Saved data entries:
____

PR #77, opened 2021-02-04
First Unary: negation

Harjas12:
- I currently do not have access to machine where I can run the negation.check.cu. If one of you could run it and verify that it is correct, I would appreciate that.
- This PR just contains the negation operator. If this is good without any issues, I will put a new PR with all the other unary OPs in one bigger PR.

____

*ACTION ITEM:* Repeat the records, every one of them, without any deviation.

*OUTPUT OF THE TASK:*
PR #77, opened 2021-02-04
First Unary: negation

Harjas12:
- I currently do not have access to machine where I can run the negation.check.cu. If one of you could run it and verify that it is correct, I would appreciate that.
- This PR just contains the negation operator. If this is good without any issues, I will put a new PR with all the other unary OPs in one bigger PR.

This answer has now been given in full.